When I was a young teenager, I was a part of an animal crossing wild world guild on gaia online. I did a lot of trading, despite the risk of seeding/bricking. I also did a lot of weeding and landscaping work, too. But I was most well known for high turnip prices. The best part of turnip trading in ACWW? No risk. You could set the turnips a certain way in your house and they wouldn't go bad. So you could wait for a spike of 500 bells per turnip and make a huge profit.

I became quick friends with someone I often traded with. We would sell turnips back and forth, and I'd buy hybrids from him. His name was gibberish, but I remember it started with a K, and ended with "dozi".

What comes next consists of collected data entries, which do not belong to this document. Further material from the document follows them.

PR #2916, opened 2019-01-28
Require that downstream plugins use '@girder/core' for JS imports

brianhelba:
Previously, plugins building with Girder's JS build system could use the legacy `girder` package name for imports too.

### DIFF
--- a/docs/migration-guide.rst
+++ b/docs/migration-guide.rst
@@ -101,17 +101,17 @@ plugin:
 * Migrate all imports in Python and Javascript source files.  The old plugin module paths are no longer
   valid.  Any import reference to:
 
-  * ``girder.plugins`` in Python should be changed to the actual installed module name
+  * ``girder.plugins`` in Python must be changed to the actual installed module name
 
     * For example, change ``from girder.plugins.jobs.models.job import Job`` to
       ``from girder_jobs.models.job import Job``
 
-  * ``girder_plugins`` in Javascript should be changed to the actual installed package name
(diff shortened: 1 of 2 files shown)


zachmullen:
It should be noted that this is an RFC, designed to generate discussion, not something designed to be merged necessarily.

brianhelba:
@girder/developers This is a separate PR from #2912 to provide an RFC on the breaking change here.

As noted in the last PR:
> Considering that downstream plugins already have to change the JS import syntax for other plugins, perhaps it's better to force all of the changes at once in the Girder 3 release, in which case we should remove the alias for plugins now too.

manthey:
I am for this change.

On a related note, I've found that in some instances I seem to need to add "@girder/core" to the package.json dependencies of a plugin.  It might work (though I haven't tried it) to add it to the peerDependencies.  Specifically, this happens if I try to do `girder build --dev` in a tox generated environment; if it is not listed it as a dependency, the build fails due to failure to find node modules that are required by @girder/core (like moment or backbone).

jbeezley:
Yes, if a plugin uses anything from `@girder/core` it should include it as peer dependencies, otherwise there is a possibility that the core modules will be duplicated in the plugin's bundle and wrapping views will be broken.  This means all plugins should put it in their `package.json`, including those in this repo.

This isn't actually an issue with this change set, rather it comes from https://github.com/girder/girder/pull/2899.  We should go through all G3 compatible plugins (as well as the cookiecutter) and make the change.

brianhelba:
@girder/developers It seems the consensus in favor of this. Merging.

While he was selling TONS of turnips in my town (it took him nearly an hour to sell them all), we got onto the topic of seeders and resetting towns. I told him that I reset my town, under the impression that I could build a custom town and pick the placement of everything + which villagers I could get. When I reset and found out it was actually randomized, I was devastated. 

One of my first villagers was Moe, and he instantly became my favorite. I talked to him constantly, and eventually got his picture. Back in ACWW, you couldn't really buy or get villagers from other towns reliably, you'd just hope you'd get lucky. When I reset, he was essentially gone forever, unless I wanted to do probably 100 resets.

After K finished selling his turnips, he left a tip, then said he'd be back in a moment with a surprise. He gave me Moe's pic. I was in tears. It was one of the nicest things another player has done for me. The picture still sits in my back room on ACWW.


----------



## Plushieluver101 (Oct 10, 2016)

It was, like, back in 2010, I think (around there), my friend would always holler 'Shark warning' whilst fishing in Animal Crossing Let's Go to the City where we'd reset and reset if we weren't able to catch the fish. My fondest fondest memory is my friend introducing me to the DS and Animal Crossing. I was only 8 and I was in awe. Funny, she got me in to games  I miss those days. We need Animal Crossing NX. Let's Go to the City was the best!


----------



## SolaireOfAstora (Oct 10, 2016)

Mine's fairly short, I was like 7 years old rip. I thought Jay and I had a relationship in WW. I wrote him letters everyday (sometimes more than once) and really brought our friendship up. He gave me his picture due to sheer friendship. (And I read that it's really hard to get jock villager's photos). I was depressed for a week when he moved lmao


----------



## SlaughterShy (Oct 10, 2016)

Ahhhhh, I have so many good memories from this game 

I first received the GameCube version when I was Kindergarten, so I was about 5 at the time. I didn't pick up the game for a few years due to my reading skills being too novice to truly enjoy the game. I started playing it seriously in second grade; I have so many memories of playing with my brother and a friend from down the street. Specifically, I remember how I shipped my character with K.K. and my friend and I would freak out whenever he played a song. 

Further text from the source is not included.